# Fishnet Fantasy (NSFW) *Lots of Images*



## cauzimme (Feb 10, 2017)

I received an email last week from a fetish magazine encouring me to submit some of my work, I don't really shoot fetish, so I thought, why not, I can try, and see where it goes. Ask one of my favorite model to work with, because she's always down to shoot with me and it was that easy!




 

 



 

 




 

 

 



Didn't make it in BW unfortunately


----------



## Derrel (Feb 10, 2017)

Nice set of photos! Really a nice way to show these, in moody B&W, with that grainy feel to the processing. The continuity of the model helps a lot as well.


----------



## cauzimme (Feb 10, 2017)

Derrel said:


> Nice set of photos! Really a nice way to show these, in moody B&W, with that grainy feel to the processing. The continuity of the model helps a lot as well.



Thank you! Yeah I thought it wasn't that much of a fetish look without the BW postprocessing. They would have ended up begin just another set of photo of a gorgeous lady, and I wanted it to be a serie.
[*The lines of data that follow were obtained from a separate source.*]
Issue #731, opened 2021-04-14
`additionalIdentifiers` in schema cause update example generation failure.


ptrucks:
When generating an update example for contract tests, the resource client looks up unique keys from the resource model, however if there are `additionalIdentifiers` the check (see [here](https://github.com/aws-cloudformation/cloudformation-cli/blob/a143ded46fe47690884eb1fb91659e3df396e3f5/src/rpdk/core/contract/resource_client.py#L420)) will fail when passing a set of tuples to [`fragment_list`](https://github.com/aws-cloudformation/cloudformation-cli/blob/a143ded46fe47690884eb1fb91659e3df396e3f5/src/rpdk/core/jsonutils/pointer.py#L100) which will try to call `split` on each tuple in the set, rather than on each string in the tuple for a correct input.

It looks like there is no test case for a schema with `additionalIdentifiers`, so this was not caught.

I will create a PR to fix this issue if that would be accepted.

ptrucks:
I opened a PR to fix the problematic check [here](https://github.com/aws-cloudformation/cloudformation-cli/pull/732).

anshikg:
Closing the issue as the code change has been pushed

PR #732, opened 2021-04-14
Fix update generation with additionalIdentifiers

ptrucks:
If the `additionalIdentifiers` property is present in a resource schema
the `generate_update_example` method in `resource_client` will not work,
because it checks for unique keys from the create_model and passes
`self._additional_identifiers_paths` to a method that expects a list of
tuples of string, whereas it receives a list of sets of tuples of
string and will fail with

```
AttributeError: 'tuple' object has no attribute 'split'
```

Instead, check if the key is in any of the additional identifiers.

Related issue
-------------

https://github.com/aws-cloudformation/cloudformation-cli/issues/731

*Issue #, if available:*

*Description of changes:*

### DIFF
--- a/tests/contract/test_resource_client.py
+++ b/tests/contract/test_resource_client.py
@@ -80,6 +80,19 @@ SCHEMA_WITH_COMPOSITE_KEY = {
     "primaryIdentifier": ["/properties/c", "/properties/d"],
 }
 
+SCHEMA_WITH_ADDITIONAL_IDENTIFIERS = {
+    "properties": {
+        "a": {"type": "number"},
+        "b": {"type": "number"},
+        "c": {"type": "number"},
+        "d": {"type": "number"},
+    },
+    "readOnlyProperties": ["/properties/b"],
+    "createOnlyProperties": ["/properties/c"],
+    "primaryIdentifier": ["/properties/c"],
+    "additionalIdentifiers": [["/properties/b"]],
+}
+
 
 @pytest.fixture
 def resource_client():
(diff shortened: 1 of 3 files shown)


ptrucks:
Please note that contract tests are failing because the workflow can't access the secrets to retrieve credentials, not because the tests themselves are failing.

tests/contract/test_resource_client.py
```diff
@@ -80,6 +80,43 @@
     "primaryIdentifier": ["/properties/c", "/properties/d"],
 }
 
+SCHEMA_WITH_TRANSFORM = {
```
prerna-p, line 83: Why is this needed?

ptrucks: This is not part of my change, but got pulled into the diff due to a merge when rebasing.

ptrucks: Removed the extraneous lines from the commit, sorry for the noise.

prerna-p (approved):

tests/contract/test_resource_client.py
```diff
@@ -202,6 +215,51 @@ def resource_client_inputs_schema():
...
+                EMPTY_OVERRIDE,
+                {
+                    "CREATE": {"a": 111, "c": 2, "d": 3},
+                    "UPDATE": {"a": 1, "c": 2},
+                    "INVALID": {"c": 3},
+                },
+            )
+
+    mock_sesh.client.assert_called_once_with("lambda", endpoint_url=endpoint)
+    mock_creds.assert_called_once_with(mock_sesh, LOWER_CAMEL_CRED_KEYS, None)
```
anshikg, line 252: Can we reuse an existing resource client vs creating a new one?

ptrucks: Sure, I was following the style of the other tests at the time but it seems like that has been changed since. I'll update to the new style.

ptrucks: I have addressed this by parameterizing the fixture, let me know if that works for you.

anshikg (approved):

PR #741, opened 2021-04-27
Add support for nested comparison

anshikg:
*Issue #, if available:* 

*Description of changes:* This CR avoids comparing nested properties which were not present in the input model provided to the handler. This is done to mimic the drift functionality and avoid failing contract test for expected behavior.
In the below CR I am recursively checking the model of the input and output and comparing the properties present in input with output model and asserting only if a property present in input model is not present/changed in the output model.
For now, the functionality for un order types has been removed as this not supported in the back end service.

*Test:* Ran contract test for resources which failed this condition
```
platform darwin -- Python 3.8.9, pytest-6.2.3, py-1.9.0, pluggy-0.13.1 -- /Users/anshikg/workspace/cloudformation-cli/env/bin/python3
cachedir: .pytest_cache
hypothesis profile 'default' -> database=DirectoryBasedExampleDatabase('/Users/anshikg/workspace/aws-cloudformation-resource-providers-kinesisfirehose/deliverystream/.hypothesis/examples')
rootdir: /Users/anshikg/workspace/aws-cloudformation-resource-providers-kinesisfirehose/deliverystream, configfile: ../../../../../private/var/folders/zh/rhw_046j7bq4d88hjn671hqjy323j8/T/pytest_952xexz8.ini
plugins: random-order-1.0.4, localserver-0.5.0, cov-2.10.0, hypothesis-5.19.3, black-0.3.10
collected 14 items                                                                                                                                                                                                                                                                                                                                                                                                                                                                                    

handler_create.py::contract_create_delete PASSED                                                                                                                                                                                                                                                                                                                                                                                                                                                
handler_create.py::contract_create_duplicate 	PASSED                                                                                                                                                                                                                                                                                                                                                                                                                                             
handler_create.py::contract_create_read_success PASSED                                                                                                                                                                                                                                                                                                                                                                                                                                          
handler_create.py::contract_create_list_success PASSED                                                                                                                                                                                                                                                                                                                                                                                                                                          
handler_delete.py::contract_delete_read PASSED                                                                                                                                                                                                                                                                                                                                                                                                                                                  
handler_delete.py::contract_delete_list PASSED                                                                                                                                                                                                                                                                                                                                                                                                                                                  
handler_delete.py::contract_delete_delete PASSED                                                                                                                                                                                                                                                                                                                                                                                                                                                
handler_delete.py::contract_delete_create PASSED                                                                                                                                                                                                                                                                                                                                                                                                                                                
handler_misc.py::contract_check_asserts_work PASSED                                                                                                                                                                                                                                                                                                                                                                                                                                             
handler_read.py::contract_read_without_create PASSED                                                                                                                                                                                                                                                                                                                                                                                                                                            

===========================================================================================
```


### DIFF
--- a/src/rpdk/core/contract/resource_client.py
+++ b/src/rpdk/core/contract/resource_client.py
@@ -334,6 +334,29 @@ class ResourceClient:  # pylint: disable=too-many-instance-attributes
         example = override_properties(self.invalid_strategy.example(), overrides)
         return {**create_model, **example}
 
+    def compare(self, inputs, outputs):
+        assertion_error_message = (
+            "All properties specified in the request MUST "
+            "be present in the model returned, and they MUST"
+            " match exactly, with the exception of properties"
+            " defined as writeOnlyProperties in the resource schema"
+        )
+        try:
+            for key in inputs:
+                if isinstance(inputs[key], dict):
+                    self.compare(inputs[key], outputs[key])
+                elif isinstance(inputs[key], list):
+                    assert len(inputs[key]) == len(outputs[key])
+                    self.compare_list(inputs[key], outputs[key])
+                else:
+                    assert inputs[key] == outputs[key], assertion_error_message
+        except KeyError as e:
+            raise AssertionError(assertion_error_message) from e
+
+    def compare_list(self, inputs, outputs):
+        for index in range(len(inputs)):  # pylint: disable=C0200
+            self.compare(inputs[index], outputs[index])
+
     @staticmethod
     def key_error_safe_traverse(resource_model, write_only_property):
         try:
--- a/src/rpdk/core/contract/suite/handler_commons.py
+++ b/src/rpdk/core/contract/suite/handler_commons.py
@@ -163,32 +163,7 @@ def test_input_equals_output(resource_client, input_model, output_model):
     pruned_output_model = prune_properties_if_not_exist_in_path(
         pruned_output_model, pruned_input_model, resource_client.create_only_paths
     )
-
-    assertion_error_message = (
-        "All properties specified in the request MUST "
-        "be present in the model returned, and they MUST"
-        " match exactly, with the exception of properties"
-        " defined as writeOnlyProperties in the resource schema"
+    resource_client.compare(
+        pruned_input_model,
+        pruned_output_model,
     )
-    # only comparing properties in input model to those in output model and
-    # ignoring extraneous properties that maybe present in output model.
-    try:
-        for key in pruned_input_model:
-            if key in resource_client.properties_without_insertion_order:
-                assert test_unordered_list_match(
-                    pruned_input_model[key], pruned_output_model[key]
-                )
-            else:
-                assert (
-                    pruned_input_model[key] == pruned_output_model[key]
-                ), assertion_error_message
-    except KeyError as e:
-        raise AssertionError(assertion_error_message) from e
-
-
-def test_unordered_list_match(inputs, outputs):
-    assert len(inputs) == len(outputs)
-    try:
-        assert all(input in outputs for input in inputs)
-    except KeyError as exception:
-        raise AssertionError("lists do not match") from exception
--- a/tests/contract/test_resource_client.py
+++ b/tests/contract/test_resource_client.py
@@ -68,6 +68,32 @@ SCHEMA_ = {
     "writeOnlyProperties": ["/properties/d"],
 }
 
+SCHEMA_WITH_NESTED_PROPERTIES = {
+    "properties": {
+        "a": {"type": "string"},
+        "g": {"type": "number"},
+        "b": {"$ref": "#/definitions/c"},
+        "f": {
+            "type": "array",
+            "items": {"$ref": "#/definitions/c"},
+        },
+        "h": {
+            "type": "array",
+            "insertionOrder": "false",
+            "items": {"$ref": "#/definitions/c"},
+        },
+    },
+    "definitions": {
+        "c": {
+            "type": "object",
+            "properties": {"d": {"type": "integer"}, "e": {"type": "integer"}},
+        }
+    },
+    "readOnlyProperties": ["/properties/a"],
+    "primaryIdentifier": ["/properties/a"],
+    "writeOnlyProperties": ["/properties/g"],
+}
+
 SCHEMA_WITH_COMPOSITE_KEY = {
     "properties": {
         "a": {"type": "number"},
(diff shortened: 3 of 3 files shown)


tests/contract/test_resource_client.py
```diff
@@ -1210,3 +1236,52 @@ def test_generate_update_example_with_composite_key(
...
+def test_compare_should_pass(resource_client):
+    resource_client._update_schema(SCHEMA_WITH_NESTED_PROPERTIES)
+    inputs = {"b": {"d": 1}, "f": [{"d": 1}], "h": [{"d": 1}, {"d": 2}]}
+
+    outputs = {
+        "b": {"d": 1, "e": 3},
+        "f": [{"d": 1, "e": 2}],
+        "h": [{"d": 1, "e": 3}, {"d": 2}],
+    }
+    resource_client.compare(inputs, outputs)
```
ammokhov, line 1250: wanna add any asserts? this test does not really test anything

src/rpdk/core/contract/resource_client.py
```diff
@@ -334,6 +334,29 @@ def generate_invalid_update_example(self, create_model):
         example = override_properties(self.invalid_strategy.example(), overrides)
         return {**create_model, **example}
 
+    def compare(self, inputs, outputs):
```
ammokhov, line 337: *thought: i think we should start using annotations (like `def compare(self, inputs: dict, outputs: dict) -> None:`) or something similar so you know what are the possible inputs.

src/rpdk/core/contract/suite/handler_commons.py
```diff
@@ -163,32 +163,7 @@ def test_input_equals_output(resource_client, input_model, output_model):
     pruned_output_model = prune_properties_if_not_exist_in_path(
         pruned_output_model, pruned_input_model, resource_client.create_only_paths
     )
-
```
ammokhov, line 166: I cant attach a comment to the code above but I wanna make sure that `input_model` is the provided template and not the resource model from previous action, isnt it?

src/rpdk/core/contract/resource_client.py
```diff
@@ -334,6 +334,29 @@ def generate_invalid_update_example(self, create_model):
...
+            "be present in the model returned, and they MUST"
+            " match exactly, with the exception of properties"
+            " defined as writeOnlyProperties in the resource schema"
+        )
+        try:
+            for key in inputs:
+                if isinstance(inputs[key], dict):
+                    self.compare(inputs[key], outputs[key])
+                elif isinstance(inputs[key], list):
+                    assert len(inputs[key]) == len(outputs[key])
```
ammokhov, line 349: is that gonna be true for all cases?

```
input = {
  "key_1": [ {"a": 10}, {"b": 11} ]
},
output = {
  "key_1": [ {"a": 10}, {"b": 11}, {"c": 12} ]
}
```
this will fail assertion but `c` is absent from input - based on cr description this should pass assertion

src/rpdk/core/contract/resource_client.py
```diff
@@ -334,6 +334,29 @@ def generate_invalid_update_example(self, create_model):
...
+            "All properties specified in the request MUST "
+            "be present in the model returned, and they MUST"
+            " match exactly, with the exception of properties"
+            " defined as writeOnlyProperties in the resource schema"
+        )
+        try:
+            for key in inputs:
+                if isinstance(inputs[key], dict):
+                    self.compare(inputs[key], outputs[key])
+                elif isinstance(inputs[key], list):
```
ammokhov, line 348: is `list` safe to go with (no sets)? should you change it to `Collection`?

src/rpdk/core/contract/resource_client.py
```diff
@@ -334,6 +334,29 @@ def generate_invalid_update_example(self, create_model):
...
 
+    def compare(self, inputs, outputs):
+        assertion_error_message = (
+            "All properties specified in the request MUST "
+            "be present in the model returned, and they MUST"
+            " match exactly, with the exception of properties"
+            " defined as writeOnlyProperties in the resource schema"
+        )
+        try:
+            for key in inputs:
```
ammokhov, line 345: what if there as scalar values?

src/rpdk/core/contract/suite/handler_commons.py
anshikg: could you explain what you mean by ```resource model from previous action``` are you referring to response model of an action ? because when we compare for Update we do call the same function. This is an example: https://github.com/aws-cloudformation/cloudformation-cli/blob/master/src/rpdk/core/contract/suite/handler_update.py#L33

tests/contract/test_resource_client.py
anshikg: ```compare``` method is asserting on the values. If the input and output model is not equal we should getting assertion exception. Could you suggest an assert message which might be right for this test?

src/rpdk/core/contract/resource_client.py
anshikg: in my opinion it should be list. As we are dealing with an order list of items ```[]``` vs set being an unordered list ```{}``` 
Is there a specific example where you might see this to be probromatic?

tests/contract/test_resource_client.py
```diff
@@ -1210,3 +1236,52 @@ def test_generate_update_example_with_composite_key(
...
+
+    outputs = {
+        "b": {"d": 1, "e": 2},
+        "f": [{"d": 1}],
+        "h": [{"d": 1}],
+    }
+    try:
+        resource_client.compare(inputs, outputs)
+    except AssertionError:
+        logging.debug("Expected")
```
omkhegde, line 1265: Nit: would prefer if we have a more meaningful message here. Maybe just something like `Expected assertion in <testName>..`

omkhegde (approved):
Minor comment. Otherwise LGTM.

tests/contract/test_resource_client.py
anshikg: makes sense. Let me update that

src/rpdk/core/contract/resource_client.py
ammokhov: ah I see, the it's self-referenced on complex types only

src/rpdk/core/contract/resource_client.py
ammokhov: I think since it's json it's always either dict or list

src/rpdk/core/contract/resource_client.py
```diff
@@ -334,6 +334,29 @@ def generate_invalid_update_example(self, create_model):
...
+                if isinstance(inputs[key], dict):
+                    self.compare(inputs[key], outputs[key])
```
ammokhov, line 347: could you use [`nested_lookup`](https://pypi.org/project/nested-lookup/) instead of writing plain dfs?

src/rpdk/core/contract/resource_client.py
ammokhov: but then it will fail before the actual assertion..

src/rpdk/core/contract/suite/handler_commons.py
ammokhov: gotcha, yea I meant to make sure it's not a response from the handler we comparing

ammokhov (approved):
as chatted offline, the change looks good. we can improve it as a follow up PR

The model is amazing, She's one of my to go girl when I want to try new light setup without having the feeling to be judge if it's not working or if I take to much time.


----------



## jcdeboever (Feb 10, 2017)

Crazy good.


----------



## Milk&Cookies (Feb 10, 2017)

Fantastic photos.  My favorites are 1, 2 & 10.


----------



## JoeW (Feb 10, 2017)

Lovely work, good poses, nice concepts.  The bodyscapes in particular are good.  I don't know what specific fetish magazine you're shooting for but I suspect they'd be happy to get this work.  I particularly like #7--don't know if that's a great fetish shot but it's a nice bodyscape bordering on abstract.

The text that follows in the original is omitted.